WHAT IS REQUIRED
Return only the lines from the top of the material through the line marked by "1) A bin-packing", unaltered.

*****

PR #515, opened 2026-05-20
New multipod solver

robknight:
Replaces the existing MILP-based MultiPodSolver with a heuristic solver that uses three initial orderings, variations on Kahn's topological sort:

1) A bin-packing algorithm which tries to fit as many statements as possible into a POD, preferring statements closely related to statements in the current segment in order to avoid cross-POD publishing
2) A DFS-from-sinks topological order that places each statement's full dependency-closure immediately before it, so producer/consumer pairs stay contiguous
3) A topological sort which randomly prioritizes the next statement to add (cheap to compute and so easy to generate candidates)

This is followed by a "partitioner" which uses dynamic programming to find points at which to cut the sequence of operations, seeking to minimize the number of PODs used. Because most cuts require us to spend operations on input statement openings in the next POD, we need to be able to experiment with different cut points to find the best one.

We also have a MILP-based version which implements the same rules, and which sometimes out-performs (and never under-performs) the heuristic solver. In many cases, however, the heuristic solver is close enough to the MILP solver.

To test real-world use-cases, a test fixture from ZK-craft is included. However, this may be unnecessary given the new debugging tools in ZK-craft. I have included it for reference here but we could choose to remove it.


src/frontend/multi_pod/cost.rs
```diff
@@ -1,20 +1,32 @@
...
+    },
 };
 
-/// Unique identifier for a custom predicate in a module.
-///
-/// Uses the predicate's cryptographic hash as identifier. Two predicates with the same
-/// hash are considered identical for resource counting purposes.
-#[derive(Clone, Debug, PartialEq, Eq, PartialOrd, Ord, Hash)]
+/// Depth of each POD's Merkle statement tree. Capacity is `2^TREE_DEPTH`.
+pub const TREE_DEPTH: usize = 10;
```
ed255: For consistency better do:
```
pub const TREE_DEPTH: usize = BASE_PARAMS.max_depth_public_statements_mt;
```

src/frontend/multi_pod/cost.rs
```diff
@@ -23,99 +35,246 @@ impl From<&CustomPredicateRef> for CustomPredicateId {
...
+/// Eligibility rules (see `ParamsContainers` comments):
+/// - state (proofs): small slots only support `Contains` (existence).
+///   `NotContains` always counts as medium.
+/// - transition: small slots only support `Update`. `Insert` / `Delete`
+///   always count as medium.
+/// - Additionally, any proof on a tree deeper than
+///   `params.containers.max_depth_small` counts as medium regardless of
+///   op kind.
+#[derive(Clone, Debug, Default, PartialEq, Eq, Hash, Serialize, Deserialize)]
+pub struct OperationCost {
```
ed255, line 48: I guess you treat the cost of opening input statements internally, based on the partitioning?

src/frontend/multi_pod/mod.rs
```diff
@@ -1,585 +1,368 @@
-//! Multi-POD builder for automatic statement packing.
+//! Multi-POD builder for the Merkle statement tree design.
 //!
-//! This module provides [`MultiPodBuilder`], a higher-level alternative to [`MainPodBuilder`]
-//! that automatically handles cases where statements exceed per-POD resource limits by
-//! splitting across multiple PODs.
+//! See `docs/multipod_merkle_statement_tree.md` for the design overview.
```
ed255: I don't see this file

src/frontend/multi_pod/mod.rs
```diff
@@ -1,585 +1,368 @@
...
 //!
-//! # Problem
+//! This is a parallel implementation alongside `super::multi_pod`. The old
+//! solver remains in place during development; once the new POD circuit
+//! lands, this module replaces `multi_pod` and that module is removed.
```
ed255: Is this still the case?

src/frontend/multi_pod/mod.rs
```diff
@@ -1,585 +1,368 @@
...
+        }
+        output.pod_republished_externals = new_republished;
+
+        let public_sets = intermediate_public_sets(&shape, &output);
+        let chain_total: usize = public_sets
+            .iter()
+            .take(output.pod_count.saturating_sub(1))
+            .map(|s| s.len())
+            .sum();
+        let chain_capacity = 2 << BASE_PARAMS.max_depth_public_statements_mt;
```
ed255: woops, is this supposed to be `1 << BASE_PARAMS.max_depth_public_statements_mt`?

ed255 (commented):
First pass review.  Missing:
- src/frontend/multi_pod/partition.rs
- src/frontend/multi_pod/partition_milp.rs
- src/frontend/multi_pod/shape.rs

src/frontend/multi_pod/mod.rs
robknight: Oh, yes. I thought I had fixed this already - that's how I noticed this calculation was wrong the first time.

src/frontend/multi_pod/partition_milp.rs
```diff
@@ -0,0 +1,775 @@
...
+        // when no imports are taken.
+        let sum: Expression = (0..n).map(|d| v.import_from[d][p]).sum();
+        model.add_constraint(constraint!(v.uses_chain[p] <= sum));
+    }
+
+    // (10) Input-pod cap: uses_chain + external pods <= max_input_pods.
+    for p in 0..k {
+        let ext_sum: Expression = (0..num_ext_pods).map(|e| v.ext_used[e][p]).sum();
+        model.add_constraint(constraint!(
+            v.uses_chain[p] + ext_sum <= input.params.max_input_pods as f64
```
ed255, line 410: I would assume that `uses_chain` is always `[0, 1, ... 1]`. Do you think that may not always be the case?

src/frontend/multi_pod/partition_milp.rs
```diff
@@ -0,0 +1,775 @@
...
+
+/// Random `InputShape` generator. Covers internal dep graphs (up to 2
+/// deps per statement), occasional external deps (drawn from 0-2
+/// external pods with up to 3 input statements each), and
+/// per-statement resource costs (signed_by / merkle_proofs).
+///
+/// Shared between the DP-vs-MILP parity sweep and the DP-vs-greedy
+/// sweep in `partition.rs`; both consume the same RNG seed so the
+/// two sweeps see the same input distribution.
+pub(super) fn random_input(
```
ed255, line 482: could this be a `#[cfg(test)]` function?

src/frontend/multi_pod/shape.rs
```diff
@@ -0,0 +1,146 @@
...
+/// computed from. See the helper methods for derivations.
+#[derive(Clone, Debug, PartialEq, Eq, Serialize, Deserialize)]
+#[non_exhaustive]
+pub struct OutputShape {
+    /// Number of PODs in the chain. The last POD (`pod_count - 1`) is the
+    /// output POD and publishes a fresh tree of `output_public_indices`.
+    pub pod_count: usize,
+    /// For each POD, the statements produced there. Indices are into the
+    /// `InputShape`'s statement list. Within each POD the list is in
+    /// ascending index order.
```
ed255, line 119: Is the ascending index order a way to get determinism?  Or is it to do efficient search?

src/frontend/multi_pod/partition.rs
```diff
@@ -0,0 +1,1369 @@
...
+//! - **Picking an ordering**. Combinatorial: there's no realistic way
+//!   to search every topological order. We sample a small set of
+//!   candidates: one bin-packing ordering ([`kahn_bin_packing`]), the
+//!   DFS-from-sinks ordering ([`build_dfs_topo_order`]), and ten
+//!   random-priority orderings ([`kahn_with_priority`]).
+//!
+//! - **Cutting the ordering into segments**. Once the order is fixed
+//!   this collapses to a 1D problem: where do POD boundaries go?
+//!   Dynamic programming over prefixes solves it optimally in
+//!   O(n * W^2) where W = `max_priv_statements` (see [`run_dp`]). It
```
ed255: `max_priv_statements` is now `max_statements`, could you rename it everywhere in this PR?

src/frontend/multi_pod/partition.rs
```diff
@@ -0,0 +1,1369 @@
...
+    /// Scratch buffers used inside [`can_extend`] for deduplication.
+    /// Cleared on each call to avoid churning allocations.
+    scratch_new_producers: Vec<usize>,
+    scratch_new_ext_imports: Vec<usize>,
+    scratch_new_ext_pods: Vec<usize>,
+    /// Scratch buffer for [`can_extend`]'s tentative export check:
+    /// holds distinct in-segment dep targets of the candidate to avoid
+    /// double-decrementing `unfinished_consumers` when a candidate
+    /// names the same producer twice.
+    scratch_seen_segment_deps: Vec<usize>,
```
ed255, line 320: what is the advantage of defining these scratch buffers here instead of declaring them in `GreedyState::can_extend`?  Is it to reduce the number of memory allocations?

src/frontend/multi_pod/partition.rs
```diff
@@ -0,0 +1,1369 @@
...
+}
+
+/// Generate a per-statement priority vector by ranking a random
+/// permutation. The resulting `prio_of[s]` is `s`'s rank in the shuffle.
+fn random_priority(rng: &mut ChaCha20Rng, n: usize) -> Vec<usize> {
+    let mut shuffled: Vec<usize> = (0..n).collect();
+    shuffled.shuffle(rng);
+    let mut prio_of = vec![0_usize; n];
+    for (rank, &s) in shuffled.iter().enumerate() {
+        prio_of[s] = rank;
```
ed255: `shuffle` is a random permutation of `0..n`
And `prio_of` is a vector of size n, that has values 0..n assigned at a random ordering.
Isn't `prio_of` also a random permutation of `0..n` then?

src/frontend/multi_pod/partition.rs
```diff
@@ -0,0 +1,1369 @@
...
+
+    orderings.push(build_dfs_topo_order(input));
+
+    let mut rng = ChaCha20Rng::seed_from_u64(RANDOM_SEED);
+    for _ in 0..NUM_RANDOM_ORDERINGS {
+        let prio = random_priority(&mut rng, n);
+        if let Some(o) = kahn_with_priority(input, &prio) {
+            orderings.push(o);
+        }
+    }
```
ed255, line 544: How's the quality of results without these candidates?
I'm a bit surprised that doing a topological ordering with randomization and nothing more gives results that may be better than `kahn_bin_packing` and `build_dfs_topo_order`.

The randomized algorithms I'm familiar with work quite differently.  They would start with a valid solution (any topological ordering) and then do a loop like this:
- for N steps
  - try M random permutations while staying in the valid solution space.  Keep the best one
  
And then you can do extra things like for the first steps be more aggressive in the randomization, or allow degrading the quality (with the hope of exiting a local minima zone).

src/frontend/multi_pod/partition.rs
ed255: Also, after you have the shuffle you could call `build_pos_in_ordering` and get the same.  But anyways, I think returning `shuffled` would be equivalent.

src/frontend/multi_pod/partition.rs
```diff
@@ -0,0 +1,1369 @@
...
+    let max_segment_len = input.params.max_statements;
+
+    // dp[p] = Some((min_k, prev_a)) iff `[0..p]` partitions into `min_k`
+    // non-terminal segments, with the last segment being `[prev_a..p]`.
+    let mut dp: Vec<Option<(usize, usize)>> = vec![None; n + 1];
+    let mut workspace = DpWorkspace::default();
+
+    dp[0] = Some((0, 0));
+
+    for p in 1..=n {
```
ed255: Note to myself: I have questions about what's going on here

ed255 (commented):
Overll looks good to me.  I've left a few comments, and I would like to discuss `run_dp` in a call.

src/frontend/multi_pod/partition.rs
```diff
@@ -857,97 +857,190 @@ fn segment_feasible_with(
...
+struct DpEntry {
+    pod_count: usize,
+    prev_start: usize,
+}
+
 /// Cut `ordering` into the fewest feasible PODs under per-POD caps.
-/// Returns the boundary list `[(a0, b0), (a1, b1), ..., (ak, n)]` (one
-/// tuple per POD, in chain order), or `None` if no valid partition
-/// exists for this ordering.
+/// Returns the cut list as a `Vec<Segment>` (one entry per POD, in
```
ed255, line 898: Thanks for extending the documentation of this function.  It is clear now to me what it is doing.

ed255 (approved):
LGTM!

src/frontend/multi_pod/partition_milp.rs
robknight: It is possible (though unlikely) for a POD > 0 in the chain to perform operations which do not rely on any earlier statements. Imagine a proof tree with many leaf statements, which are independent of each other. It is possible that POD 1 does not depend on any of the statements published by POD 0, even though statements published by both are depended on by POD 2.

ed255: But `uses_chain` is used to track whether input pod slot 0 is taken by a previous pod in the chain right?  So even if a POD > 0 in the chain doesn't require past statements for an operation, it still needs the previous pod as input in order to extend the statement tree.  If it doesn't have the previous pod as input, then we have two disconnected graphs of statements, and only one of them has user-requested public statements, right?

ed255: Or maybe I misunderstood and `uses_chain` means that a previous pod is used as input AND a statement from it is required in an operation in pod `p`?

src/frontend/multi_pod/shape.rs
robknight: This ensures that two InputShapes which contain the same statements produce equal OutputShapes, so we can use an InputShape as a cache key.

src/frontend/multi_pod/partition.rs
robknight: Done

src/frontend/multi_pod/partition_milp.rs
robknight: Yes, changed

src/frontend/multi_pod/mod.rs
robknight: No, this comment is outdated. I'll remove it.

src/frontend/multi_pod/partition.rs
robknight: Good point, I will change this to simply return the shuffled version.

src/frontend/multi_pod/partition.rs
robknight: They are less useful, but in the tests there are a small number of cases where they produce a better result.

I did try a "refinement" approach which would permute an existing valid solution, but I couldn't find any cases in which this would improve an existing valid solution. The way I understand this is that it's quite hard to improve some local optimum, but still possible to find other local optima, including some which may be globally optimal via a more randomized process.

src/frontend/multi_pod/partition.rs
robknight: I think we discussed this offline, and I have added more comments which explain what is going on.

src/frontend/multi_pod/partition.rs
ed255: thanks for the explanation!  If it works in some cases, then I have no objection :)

*****

RESULT FOR THIS EXERCISE
PR #515, opened 2026-05-20
New multipod solver

robknight:
Replaces the existing MILP-based MultiPodSolver with a heuristic solver that uses three initial orderings, variations on Kahn's topological sort:

1) A bin-packing algorithm which tries to fit as many statements as possible into a POD, preferring statements closely related to statements in the current segment in order to avoid cross-POD publishing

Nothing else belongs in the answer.